**ASSIGNED TASK**.
Scan the records that follow, and whenever a line has the word "https", copy it.
:::::
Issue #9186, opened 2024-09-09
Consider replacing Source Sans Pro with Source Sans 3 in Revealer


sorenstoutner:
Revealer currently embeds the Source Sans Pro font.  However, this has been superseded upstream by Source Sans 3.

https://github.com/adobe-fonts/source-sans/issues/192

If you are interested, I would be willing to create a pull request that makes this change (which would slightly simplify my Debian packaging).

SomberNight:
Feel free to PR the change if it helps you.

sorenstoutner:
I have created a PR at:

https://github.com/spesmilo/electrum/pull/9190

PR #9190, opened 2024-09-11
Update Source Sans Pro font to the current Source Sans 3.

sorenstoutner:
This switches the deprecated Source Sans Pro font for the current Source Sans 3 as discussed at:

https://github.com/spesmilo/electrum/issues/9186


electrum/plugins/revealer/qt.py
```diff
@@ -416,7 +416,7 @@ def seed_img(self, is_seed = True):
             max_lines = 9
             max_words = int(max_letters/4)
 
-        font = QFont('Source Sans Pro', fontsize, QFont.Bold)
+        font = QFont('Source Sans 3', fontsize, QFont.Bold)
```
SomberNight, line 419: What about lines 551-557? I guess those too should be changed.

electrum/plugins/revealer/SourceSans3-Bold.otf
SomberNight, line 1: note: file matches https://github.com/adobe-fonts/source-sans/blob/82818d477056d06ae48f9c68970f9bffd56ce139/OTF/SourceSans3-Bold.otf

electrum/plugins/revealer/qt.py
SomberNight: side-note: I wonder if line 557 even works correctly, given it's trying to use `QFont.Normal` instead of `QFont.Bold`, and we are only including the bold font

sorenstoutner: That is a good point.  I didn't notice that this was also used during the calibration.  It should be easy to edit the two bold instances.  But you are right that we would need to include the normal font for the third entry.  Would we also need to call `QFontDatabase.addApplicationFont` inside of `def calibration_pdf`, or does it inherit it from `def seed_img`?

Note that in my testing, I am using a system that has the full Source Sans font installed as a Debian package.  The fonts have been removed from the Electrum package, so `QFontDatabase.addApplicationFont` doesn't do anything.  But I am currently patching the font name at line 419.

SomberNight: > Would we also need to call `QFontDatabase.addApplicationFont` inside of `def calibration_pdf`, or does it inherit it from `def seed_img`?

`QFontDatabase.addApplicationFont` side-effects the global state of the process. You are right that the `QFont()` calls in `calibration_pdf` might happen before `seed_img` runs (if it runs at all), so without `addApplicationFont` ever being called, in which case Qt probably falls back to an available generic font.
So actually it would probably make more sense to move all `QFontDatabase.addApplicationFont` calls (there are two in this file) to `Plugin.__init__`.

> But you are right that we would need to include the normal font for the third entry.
:::::
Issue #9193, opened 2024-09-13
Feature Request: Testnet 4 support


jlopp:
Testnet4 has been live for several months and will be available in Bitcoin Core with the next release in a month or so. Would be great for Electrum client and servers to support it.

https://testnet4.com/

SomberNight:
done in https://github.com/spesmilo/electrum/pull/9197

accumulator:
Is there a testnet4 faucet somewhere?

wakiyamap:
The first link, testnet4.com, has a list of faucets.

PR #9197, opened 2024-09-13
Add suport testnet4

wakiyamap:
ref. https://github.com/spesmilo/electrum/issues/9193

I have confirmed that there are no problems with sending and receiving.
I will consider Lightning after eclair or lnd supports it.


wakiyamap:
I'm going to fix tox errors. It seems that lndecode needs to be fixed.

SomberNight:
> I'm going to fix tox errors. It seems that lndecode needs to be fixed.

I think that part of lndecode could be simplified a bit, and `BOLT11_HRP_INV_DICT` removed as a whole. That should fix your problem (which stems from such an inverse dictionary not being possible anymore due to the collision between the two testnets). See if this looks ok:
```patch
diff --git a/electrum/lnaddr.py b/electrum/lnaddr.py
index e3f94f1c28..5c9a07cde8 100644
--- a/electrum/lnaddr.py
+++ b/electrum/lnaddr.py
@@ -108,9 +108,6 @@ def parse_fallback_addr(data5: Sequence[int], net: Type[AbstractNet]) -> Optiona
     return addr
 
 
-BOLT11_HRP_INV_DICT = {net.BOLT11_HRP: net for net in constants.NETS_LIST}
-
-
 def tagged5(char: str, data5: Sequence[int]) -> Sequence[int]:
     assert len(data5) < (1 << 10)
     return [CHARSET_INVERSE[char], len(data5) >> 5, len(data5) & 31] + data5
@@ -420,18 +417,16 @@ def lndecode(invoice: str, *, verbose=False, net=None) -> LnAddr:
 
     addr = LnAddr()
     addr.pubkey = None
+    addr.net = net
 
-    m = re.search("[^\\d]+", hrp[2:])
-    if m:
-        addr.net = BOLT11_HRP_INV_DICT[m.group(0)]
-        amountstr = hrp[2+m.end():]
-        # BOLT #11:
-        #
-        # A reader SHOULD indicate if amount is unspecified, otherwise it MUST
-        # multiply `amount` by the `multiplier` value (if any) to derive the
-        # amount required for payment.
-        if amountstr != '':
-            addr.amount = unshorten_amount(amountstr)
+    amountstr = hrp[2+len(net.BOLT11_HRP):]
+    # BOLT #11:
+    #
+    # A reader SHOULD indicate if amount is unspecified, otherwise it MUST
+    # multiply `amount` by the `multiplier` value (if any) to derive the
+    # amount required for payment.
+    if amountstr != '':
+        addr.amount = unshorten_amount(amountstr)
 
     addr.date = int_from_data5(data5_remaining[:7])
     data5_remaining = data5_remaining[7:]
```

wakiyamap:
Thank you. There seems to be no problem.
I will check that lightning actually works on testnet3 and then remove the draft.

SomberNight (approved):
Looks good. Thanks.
:::::
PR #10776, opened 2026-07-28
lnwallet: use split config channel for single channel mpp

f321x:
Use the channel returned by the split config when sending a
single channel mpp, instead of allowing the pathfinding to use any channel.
:::::
**REPLY TO THE EXERCISE**.
https://github.com/adobe-fonts/source-sans/issues/192
https://github.com/spesmilo/electrum/pull/9190
https://github.com/spesmilo/electrum/issues/9186
SomberNight, line 1: note: file matches https://github.com/adobe-fonts/source-sans/blob/82818d477056d06ae48f9c68970f9bffd56ce139/OTF/SourceSans3-Bold.otf
https://testnet4.com/
done in https://github.com/spesmilo/electrum/pull/9197
ref. https://github.com/spesmilo/electrum/issues/9193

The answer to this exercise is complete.